# REAL BODYBUILDING PODCAST Ep.24 Stan Efferding | The Vertical Diet



## Elvia1023 (Nov 21, 2019)

REAL BODYBUILDING PODCAST Ep.24 Stan Efferding | The Vertical Diet - YouTube







If you have the time this is a good video. All common sense but I think "The Vertical Diet" would work great for the majority of people. Stan explains things very well as always. There are some very good tips in this podcast.


----------



## b-boy (Nov 22, 2019)

Pretty much the way I eat now, I rarely eat chicken, the majority of my meals are beef and rice, salmon, whole eggs. Throw in spinach, variety of colored peppers, simply orange juice, grapefruit, blueberries, sweet potatoes. Very nutrient dense diet.
And I salt the hell out of everything (sea salt, and pink hem. salt). I tolerate oats well so I have them also ocassionally.


----------



## Elvia1023 (Nov 24, 2019)

b-boy said:


> Pretty much the way I eat now, I rarely eat chicken, the majority of my meals are beef and rice, salmon, whole eggs. Throw in spinach, variety of colored peppers, simply orange juice, grapefruit, blueberries, sweet potatoes. Very nutrient dense diet.
> And I salt the hell out of everything (sea salt, and pink hem. salt). I tolerate oats well so I have them also ocassionally.
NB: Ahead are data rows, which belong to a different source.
PR #287, opened 2023-01-27
Allow snapshot metadata to carry hashes for targets metadata

phenaproxima:
In the TUF spec, snapshot metadata can contain hashes for the targets metadata. Up to now, this hasn't been supported by us, but I think that for strong security it makes sense to do so.


tests/Client/UpdaterTest.php
```diff
@@ -998,15 +998,12 @@ public function providerExceptionForInvalidMetadata(): array
...
-            // For targets.json files, adding a new key or changing the existing version number
-            // will result in a SignatureThresholdException because currently the test
-            // fixtures do not contain hashes for targets.json files in snapshot.json.
             // § 5.6.3
             'add key to targets.json' => [
                 'targets.json',
                 ['signed', 'newvalue'],
                 'value',
-                new SignatureThresholdException("Signature threshold not met on targets"),
+                new MetadataException("The 'targets' contents does not match hash 'sha256' specified in the 'snapshot' metadata."),
```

Looks like a great diet. I am pretty much the same. A part from recently I started eating chicken again because over here it works out much cheaper for me. Plus I was having beef for 90% of my meat/fish meals so the change is good. The other 10% was lamb or salmon.

Most of my meals are meat and rice with vegetables. I have some whole eggs. Sweet potatoes occasionally. Peppers are one of my favs with steak and rice. Always have fruit everyday especially berries. I have also just started having mandarins/clementines with various meals. I have had 4 mandarins, 2 kiwis, 250g blueberries and 200g raspberries today. Post workout I had some medjool dates as well.
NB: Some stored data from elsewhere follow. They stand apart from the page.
PR #289, opened 2023-02-01
Abstract server storage to increase mockability

phenaproxima:

PR #290, opened 2023-02-02
Improve separation of concerns

phenaproxima:
Supersedes #289.

I think we are sitting on a ticking time bomb of technical debt. There are a bunch of reasons for that, but one of them, in my opinion, is that we don't have the best separation of concerns in this library. It makes things somewhat inflexible and hard to test.

In this PR, I'd like to refactor the way PHP-TUF interacts with the server. There are really two aspects to that:

1. Loading data from the server.
2. Verify that it's safe enough to use.

These are true both when downloading TUF metadata, and actual targets. I think that we can greatly improve the situation by adopting the decorator pattern.

So I'm proposing we add `LoaderInterface`, which is a simple internal interface with one method, `load()`. This method returns a stream to an untrusted data source. To perform various safety checks on that data source, loaders (i.e., LoaderInterface implementations) should decorate other loaders. Example (which exists in this PR):

1. `GuzzleLoader` starts streaming data from some HTTP server.
2. `SizeCheckingLoader` wraps around that, and confirms that the stream never exceeds a given number of bytes.
3. `Updater` wraps around _that_, and confirms that the stream's contents match the hashes in the verified TUF metadata.

For tests, we can do something like this:

1. `FileLoader` loads files from the local file system (i.e., fixtures), as streams.
2. `SizeCheckingLoader` wraps around that, and checks the files aren't too big - same as it would do if loading data from a remote server.
3. `MaxBytesSpyLoader` wraps around _that_, recording arguments that its `load()` method was called with for later inspection.

To further improve the API, I also introduce `Repository`, which is a new class that accepts a loader, and exposes methods to fetch untrusted TUF metadata objects. It's just a cleaner way to get new metadata, and is an additional abstraction layer that we may be able to swap out later for testing purposes (although it's not swappable in this PR).

It's useful to isolate these concerns into specific classes, because it also makes testing them a lot easier. `SizeCheckingLoaderTest`, as an example, confirms that _no matter what_ a given stream is, or where it came from, it will always be length-checked in the way.

This stuff would replace `RepoFileFetcherInterface`, which is a bit more domain-specific and harder to work with. No other test coverage would be removed -- everything in UpdaterTest should still pass as normal.

I know this is a _major_ refactor, but I think it will help in the ultimate goal of making things cleaner and more testable.


composer.json
```diff
@@ -21,7 +21,6 @@
         "paragonie/sodium_compat": "^1.13",
         "symfony/validator": "^4.4 || ^5 || ^6",
         "myclabs/deep-copy": "^1.10.2",
-        "guzzlehttp/promises": "^1.5",
```
phenaproxima, line 24: In discussion with @tedbow, we agreed that we don't really need the potential asynchronicity offered by promises. So this PR removes promises support, and therefore we don't need this dependency anymore.

src/Client/Updater.php
```diff
@@ -24,17 +23,11 @@
  *
  * @package Tuf\Client
  */
-class Updater
+class Updater implements LoaderInterface
```
phenaproxima, line 26: Updater is a loader itself because it is, fundamentally, responsible for confirming that the contents of a stream conform to a known set of trusted hashes before passing that stream on. It was already doing this, but implementing LoaderInterface makes it official.

src/Client/Updater.php
```diff
@@ -24,17 +23,11 @@
...
 {
 
     const MAX_ROOT_DOWNLOADS = 1024;
 
-    /**
-     * The maximum number of bytes to download if the remote file size is not
-     * known.
-     */
-    const MAXIMUM_DOWNLOAD_BYTES = 100000;
```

I also heavily salt everything. Over here they do a product called aromat (iodised salt and herbs) which I love so use that a lot.


----------



## *Bio* (Nov 24, 2019)

I really enjoyed that video, very informative!


----------



## Concreteguy (Nov 24, 2019)

I tried his diet after watching this same video. Theres a bunch of videos and Stan even made one laying it out blow for blow. I made a big mistake. I cooked up a dozen and packed them all into Tupperware. The problem was the amount of sault he calls for was way more than I can stomach. I couldn't eat them. The whole thing turned me off. In retrospect I would recommend adding the sault individually to each meal as you can handle. I'll be trying this again in the near future. Speaking of sault I watched another vid about eating two large pickles before training for sault delivery and it made a very positive change I would recommend anyone trying at least once.


----------



## Elvia1023 (Nov 25, 2019)

Concreteguy said:


> I tried his diet after watching this same video. Theres a bunch of videos and Stan even made one laying it out blow for blow. I made a big mistake. I cooked up a dozen and packed them all into Tupperware. The problem was the amount of sault he calls for was way more than I can stomach. I couldn't eat them. The whole thing turned me off. In retrospect I would recommend adding the sault individually to each meal as you can handle. I'll be trying this again in the near future. Speaking of sault I watched another vid about eating two large pickles before training for sault delivery and it made a very positive change I would recommend anyone trying at least once.



Yes everything is individual. Plus if someone is changing one aspect massively it could have bad side effects. Meaning if someone didn't have much salt in the past then suddenly loaded every meal with it they will most probably have some issues. I have always taken in a decent amount of salt so upping it probably wouldn't effect me too much. I also drink a lot of fluids as well and if I don't will feel the difference.

I have never "followed" the vertical diet. I basically have just eaten that way for years. It's my naturally way of eating and I seem to like the foods he recommends. So everything he talks about nutrition wise I generally agree with. I have seen videos on it but don't know all the details so I am sure I go through some/many foods he doesn't recommend. 

I never agree with 100% anyone says so I take bits and pieces and put it all together with what I think. He spoke about the 3 x 10-15 min walks per day in the video (many in the past too) and I started following that. I have a dog so have always walked a lot but I would purposely walk him after meals as Stan suggests. I don't think it's made a big difference to me as I walked a lot anyway but it's definitely a good thing to copy. 

Salt pre workout makes a massive difference. You have guys (me included) buying all these pre and intra supplements but for pumps nothing will beat some salt water (about 1 litre) pre workout. Add some cialis or citrulline and the pumps, fullness and vascularity should be crazy (if someone is lean to begin with).


----------



## Viking (Nov 26, 2019)

I have always enjoyed his videos and this was no different. Thanks for sharing.


----------



## striffe (Dec 13, 2019)

Great podcast. Well worth watching.


----------